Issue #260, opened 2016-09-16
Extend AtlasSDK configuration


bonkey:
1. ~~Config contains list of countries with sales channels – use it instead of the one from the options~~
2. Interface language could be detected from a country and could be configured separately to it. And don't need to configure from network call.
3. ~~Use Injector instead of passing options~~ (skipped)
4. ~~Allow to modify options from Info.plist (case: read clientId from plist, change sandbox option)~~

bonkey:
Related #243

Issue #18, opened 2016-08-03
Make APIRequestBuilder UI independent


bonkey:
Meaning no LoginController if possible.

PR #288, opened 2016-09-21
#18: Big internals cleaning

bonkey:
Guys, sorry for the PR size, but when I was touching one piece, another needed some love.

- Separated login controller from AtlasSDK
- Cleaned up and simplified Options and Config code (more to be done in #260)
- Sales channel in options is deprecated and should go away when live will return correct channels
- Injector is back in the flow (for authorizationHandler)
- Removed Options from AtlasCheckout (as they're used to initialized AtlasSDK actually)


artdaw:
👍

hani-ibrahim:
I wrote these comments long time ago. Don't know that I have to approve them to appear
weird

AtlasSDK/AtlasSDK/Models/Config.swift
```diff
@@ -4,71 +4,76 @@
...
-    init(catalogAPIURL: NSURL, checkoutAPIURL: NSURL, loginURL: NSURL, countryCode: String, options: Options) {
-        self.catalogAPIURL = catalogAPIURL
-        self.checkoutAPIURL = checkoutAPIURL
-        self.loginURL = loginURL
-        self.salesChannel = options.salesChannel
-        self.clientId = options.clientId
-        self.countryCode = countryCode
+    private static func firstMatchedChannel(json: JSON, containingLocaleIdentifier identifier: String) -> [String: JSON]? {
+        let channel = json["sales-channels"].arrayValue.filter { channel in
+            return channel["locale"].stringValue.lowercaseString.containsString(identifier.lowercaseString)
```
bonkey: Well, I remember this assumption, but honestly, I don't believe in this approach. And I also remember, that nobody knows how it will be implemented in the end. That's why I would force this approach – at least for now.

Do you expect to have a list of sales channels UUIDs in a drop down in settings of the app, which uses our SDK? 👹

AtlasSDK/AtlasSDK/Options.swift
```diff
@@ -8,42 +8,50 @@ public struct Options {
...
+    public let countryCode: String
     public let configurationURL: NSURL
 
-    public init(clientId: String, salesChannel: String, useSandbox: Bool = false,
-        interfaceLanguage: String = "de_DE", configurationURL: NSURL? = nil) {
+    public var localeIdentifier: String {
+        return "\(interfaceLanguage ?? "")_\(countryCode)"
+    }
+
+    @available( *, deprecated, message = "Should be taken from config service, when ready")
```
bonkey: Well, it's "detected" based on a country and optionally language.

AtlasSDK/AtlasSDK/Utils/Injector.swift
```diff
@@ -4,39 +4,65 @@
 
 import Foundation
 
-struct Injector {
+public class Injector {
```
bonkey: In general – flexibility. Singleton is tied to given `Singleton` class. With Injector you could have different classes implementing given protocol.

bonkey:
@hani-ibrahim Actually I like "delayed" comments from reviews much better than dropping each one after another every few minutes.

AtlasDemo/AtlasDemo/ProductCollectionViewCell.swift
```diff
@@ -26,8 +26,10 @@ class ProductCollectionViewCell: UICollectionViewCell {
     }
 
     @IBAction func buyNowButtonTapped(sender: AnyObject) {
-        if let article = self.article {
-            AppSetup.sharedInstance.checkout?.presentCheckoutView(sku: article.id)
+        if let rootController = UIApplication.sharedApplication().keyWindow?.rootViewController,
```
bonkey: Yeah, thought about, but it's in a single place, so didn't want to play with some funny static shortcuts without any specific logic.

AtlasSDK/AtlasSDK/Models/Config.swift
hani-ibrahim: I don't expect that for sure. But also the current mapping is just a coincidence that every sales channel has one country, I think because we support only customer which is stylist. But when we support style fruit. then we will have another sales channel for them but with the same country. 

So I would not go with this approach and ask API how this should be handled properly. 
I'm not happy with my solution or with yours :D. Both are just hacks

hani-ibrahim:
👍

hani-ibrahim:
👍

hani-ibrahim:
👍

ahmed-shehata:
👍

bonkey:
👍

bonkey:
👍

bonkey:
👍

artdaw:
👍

• EXERCISE REQUIREMENTS
Locate the word "struct" in the data above. Copy every line carrying it.

• RESPONSE
@@ -8,42 +8,50 @@ public struct Options {
-struct Injector {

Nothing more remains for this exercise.